▶ _What the exercise asks_:
For the data below, please report each line where the word "caught" is found.

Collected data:
------------------------------------

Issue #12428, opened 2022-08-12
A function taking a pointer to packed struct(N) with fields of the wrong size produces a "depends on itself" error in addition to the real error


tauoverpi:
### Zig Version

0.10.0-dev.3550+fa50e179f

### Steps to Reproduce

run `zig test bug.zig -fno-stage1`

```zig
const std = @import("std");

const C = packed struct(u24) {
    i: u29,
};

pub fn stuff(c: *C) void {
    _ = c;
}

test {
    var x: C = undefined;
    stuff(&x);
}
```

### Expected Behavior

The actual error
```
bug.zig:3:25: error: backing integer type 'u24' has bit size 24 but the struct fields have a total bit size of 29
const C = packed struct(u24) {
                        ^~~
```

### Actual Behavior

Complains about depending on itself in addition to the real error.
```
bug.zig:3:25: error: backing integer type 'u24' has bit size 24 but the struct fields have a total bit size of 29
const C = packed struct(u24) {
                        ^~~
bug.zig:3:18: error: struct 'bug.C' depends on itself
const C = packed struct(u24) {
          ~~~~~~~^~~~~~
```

------------------------------------

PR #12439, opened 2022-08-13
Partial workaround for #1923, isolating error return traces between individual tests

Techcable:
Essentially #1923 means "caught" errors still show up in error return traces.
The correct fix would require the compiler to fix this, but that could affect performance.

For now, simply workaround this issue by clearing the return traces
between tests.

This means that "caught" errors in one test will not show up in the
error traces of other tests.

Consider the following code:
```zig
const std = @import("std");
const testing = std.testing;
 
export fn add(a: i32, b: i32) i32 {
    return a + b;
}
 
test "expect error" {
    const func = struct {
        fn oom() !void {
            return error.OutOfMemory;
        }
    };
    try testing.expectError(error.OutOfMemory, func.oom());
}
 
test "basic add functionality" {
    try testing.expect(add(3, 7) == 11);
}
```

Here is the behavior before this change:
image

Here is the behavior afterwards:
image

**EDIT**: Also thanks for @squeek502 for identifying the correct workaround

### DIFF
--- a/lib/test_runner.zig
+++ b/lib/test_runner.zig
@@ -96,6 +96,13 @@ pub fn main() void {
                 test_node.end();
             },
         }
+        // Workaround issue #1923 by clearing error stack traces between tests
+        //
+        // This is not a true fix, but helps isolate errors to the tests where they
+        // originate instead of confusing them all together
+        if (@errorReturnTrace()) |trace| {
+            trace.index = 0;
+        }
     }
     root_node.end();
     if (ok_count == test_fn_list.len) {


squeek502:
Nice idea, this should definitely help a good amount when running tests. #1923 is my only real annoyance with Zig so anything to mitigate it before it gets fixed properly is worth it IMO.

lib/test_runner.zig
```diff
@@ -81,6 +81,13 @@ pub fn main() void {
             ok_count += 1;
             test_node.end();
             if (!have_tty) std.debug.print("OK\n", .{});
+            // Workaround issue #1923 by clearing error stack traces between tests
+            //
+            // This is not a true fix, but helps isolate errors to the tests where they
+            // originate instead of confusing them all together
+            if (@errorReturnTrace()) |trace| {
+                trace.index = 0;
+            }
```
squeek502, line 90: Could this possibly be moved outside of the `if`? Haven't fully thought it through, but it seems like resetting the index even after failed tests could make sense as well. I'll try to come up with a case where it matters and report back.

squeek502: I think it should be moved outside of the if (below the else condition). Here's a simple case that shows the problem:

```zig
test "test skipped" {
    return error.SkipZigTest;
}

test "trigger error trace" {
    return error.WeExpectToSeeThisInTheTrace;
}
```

------------------------------------

▶ _Output below_:
Essentially #1923 means "caught" errors still show up in error return traces.
This means that "caught" errors in one test will not show up in the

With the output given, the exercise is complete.